And they’re forgetting you too.

May Snow

There’s a light snow in May.  The white, flurry of seeds from the trees shower down.  One of them whispers into my car and it gets lost and it will never fulfill it’s destiny- it will never bloom.

I can’t help but think that maybe I’m a seed that got stuck as well.

Slow

You know when you run hot water over your fingers the pain doesn’t register for a moment?
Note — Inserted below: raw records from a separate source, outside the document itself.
PR #1145, opened 2021-05-14
Gesture diagram overlay for mobile

### LINKED ISSUE #1109: Gesture diagram overlay
Draw an on-screen gesture diagram overlay for mobile screen captures. 

- Render the gesture diagram immediately when a shortcut is entered. 
- Fade out. Try delay 300ms and duration 500ms. 
- Render with name of shortcut. 
- Location
  - In alert? Has text anyway. 
  - Right top?
  - Center top?
  - Can’t go bottom since the keyboard pops up with some shortcuts.

shresthabijay:
fixes #1109 

# Changes
- Add gesture diagram overlay at the bottom of the screen. Always appears relative to the actual viewport ( above keyboard).
- Shortcuts diagram can show up to 3 gestures if the consecutive gestures are activated before the gesture diagram duration.
- Add development setting in help modal to enable showing gesture diagrams on mobile. (I believe this will be used only for screen captures so)

# Steps to enable gesture diagram
- Go to help modal.
- Click enable gesture diagrams.


shresthabijay:
# Demo

https://user-images.githubusercontent.com/25879100/118298922-d77ebe80-b4ff-11eb-8355-3df323cc142c.mp4

shresthabijay:

raineorshine:
Wow, exciting! I will review soon.

raineorshine:
- Positioning is great
- Fade and duration is great
- Diagram needs to be centered in the gray container

> Always appears relative to the actual viewport ( above keyboard).

I’m not seeing diagrams while the keyboard is up on Mobile Safari. This is the platform from which I’ll be doing all my screen captures. 

https://user-images.githubusercontent.com/750276/118527109-f30be400-b70e-11eb-8e72-b7dd7a46e675.mov

src/components/LatestShortcutsDiagram.tsx
```diff
@@ -0,0 +1,51 @@
...
+      <CSSTransition in={latestShortcuts.length > 0} classNames={'latest-shortcuts-transition'} timeout={400} unmountOnExit={true}>
+        <div className={classNames({
+          'latest-shortcuts': true,
+          [position]: true
+        })}>
+          {shortcutsList.map((shortcut, index) => {
+            return (
+              <div key={index} className='shortcut-tab-wrapper'>
+                <div className='shortcut-tab'>
+                  <GestureDiagram path={shortcut.gesture as GesturePath} size={30} color='white' strokeWidth={2}/>
```
raineorshine, line 40: Color should use the `theme` selector and switch between `black` and `white`.

raineorshine (changes requested):
Good structure, thanks!

src/components/LatestShortcutsDiagram.tsx
shresthabijay: Sure.

shresthabijay:
> * Diagram needs to be centered in the gray container

It is already centered. It seems like for some `GestureDiagram` view box is not properly calculated.

shresthabijay:
@raineorshine I have made the following changes.
- Latest gestures diagram appears above the keyboard for ios safari.
- `NavBar` also now appears above the keyboard for ios safari.
- Add the theme to `LatestShortcutsDiagram`.

I have used `visualViewport API for keeping things above the keyboard on ios. But this API is supported only from ios safari 13. We may need to add some polyfills to support previous ios safari.

raineorshine:
https://user-images.githubusercontent.com/750276/118653514-9dd6dd80-b7b5-11eb-8dd3-ab13a21d6056.mov

shresthabijay:
> `position: fixed/sticky` is broken on Mobile Safari, so proceed with caution. You may have to use a similar approach as used for the Toolbar (#756). The Toolbar still quite choppy scrolling with the keyboard up. Restructuring the layout and setting overflow scroll on a div rather than the body might be a better solution, but that's a larger effort and it may affect secondary scroll behaviors such as autoscroll, scroll bounce, etc.
> 
> It may be preferable to find a working solution just for the latest shortcut diagrams to avoid getting too sucked into this.
> 
>  FullSizeRender.mov

I would like to have a go at it. The latest shortcuts diagram will get affected by the scroll as shown in the video. Because it's actually inside the scrolling container. We need to place absolutely placed views like toolbar, nav, and gesture diagram outside the scrolling container. We should change the layout. What do you think?

raineorshine:
> I would like to have a go at it. The latest shortcuts diagram will get affected by the scroll as shown in the video. Because it's actually inside the scrolling container. We need to place absolutely placed views like toolbar, nav, and gesture diagram outside the scrolling container. We should change the layout. What do you think?

It's worth a try! It would make the Toolbar look a lot better, too. If we can get the `Content` to scroll while preserving the secondary scrolling behavior that we have now, that would be great.

I'm going to revert the last commit (`da51069`) and merge what we have then you can work off `dev`.

raineorshine (approved):

PR #1146, opened 2021-05-14
Fade Out Alert 

### LINKED ISSUE #1046: Fade out alert
Alert should fade out over ~300ms~ 800ms rather than disappearing instantly when its timer expires.

Use the `CSSTransition` component.

linghong:
Fixes #1046

I didn't find any code has fade time 300 ms, but I noticed that the Alert.tsx had fade out time 200 ms, and disappeared immediately after the timer expired. Actually,  it  turned out the code has no error,  just because the time was too short, the fade out was hardly recognized by human eyes. I thus increased the time to 800 ms.

### DIFF
--- a/src/App.css
+++ b/src/App.css
@@ -13,18 +13,14 @@
   color: lightblue;
 }
 
-html,
-body,
-#root,
-#app {
+html, body, #root, #app {
   height: 100%;
   font-size: 16px;
 }
 
-body,
-textarea {
+body, textarea {
   font-weight: 300;
-  font-family: "Helvetica";
+  font-family: 'Helvetica';
   line-height: 1.25;
 }
 
@@ -97,6 +93,7 @@ input:focus {
   outline: 0 none;
 }
 
+
 .dark input:focus {
   border: solid 1px #999;
 }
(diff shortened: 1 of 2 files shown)


raineorshine (changes requested):
Great! That's good that the CSSTransition was already in place. It feels good for the fade-out, but now the fade-in is too long. The fade-in should still be 200ms. You may have to look up how to have separate fade-out and fade-in durations in the `react-transition-group` documentation.

Please revert the formatting changes that were made to `App.css`. This changes the style and lengthens many expressions that would be better in the current more compact format.

linghong:
Sorry. I didn't notice that the FormateOnSave on my editor was set on true. I have moved the formate back to original.  

I think how it animates is determined by the CSS code, and the JavaScript  code timeout controls the maximum time limit on the animation. Hence, if you want to increase the Alert ease-out  animation time from 800 ms to 2 s, you have to change  the css code fade-enter-active to 2s, and also increase the js code timeout time; while if you want to reduce ease-in animation time, you only need to change the CSS code.

raineorshine:
> Sorry. I didn't notice that the FormateOnSave on my editor was set on true. I have moved the formate back to original.

Great! The diff is much easier to read too :).

> I think how it animates is determined by the CSS code, and the JavaScript code timeout controls the maximum time limit on the animation. Hence, if you want to increase the Alert ease-out animation time from 800 ms to 2 s, you have to change the css code fade-exit-active to 2s, and also increase the js code timeout time; while if you want to reduce ease-in animation time, you only need to change the CSS fade-enter-active time.

Thanks for the explanation. Looks good to me!

raineorshine (approved):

But then it stings for twice as long as the water was actually touching it? My heart feels like that now.

I guess you were my slow burn.

Drink Up

“Soaking it all in” is so passive. I’m drinking you in-swirling you in my mouth and taking unapologetic gulps. I’m letting you dance on my tongue and run down my throat. Because I’ve been so thirsty and you showed up just in time.

No title.

I loved you with my whole entire heart.

And now it’s back and it’s all wrinkled and rotten and soggy.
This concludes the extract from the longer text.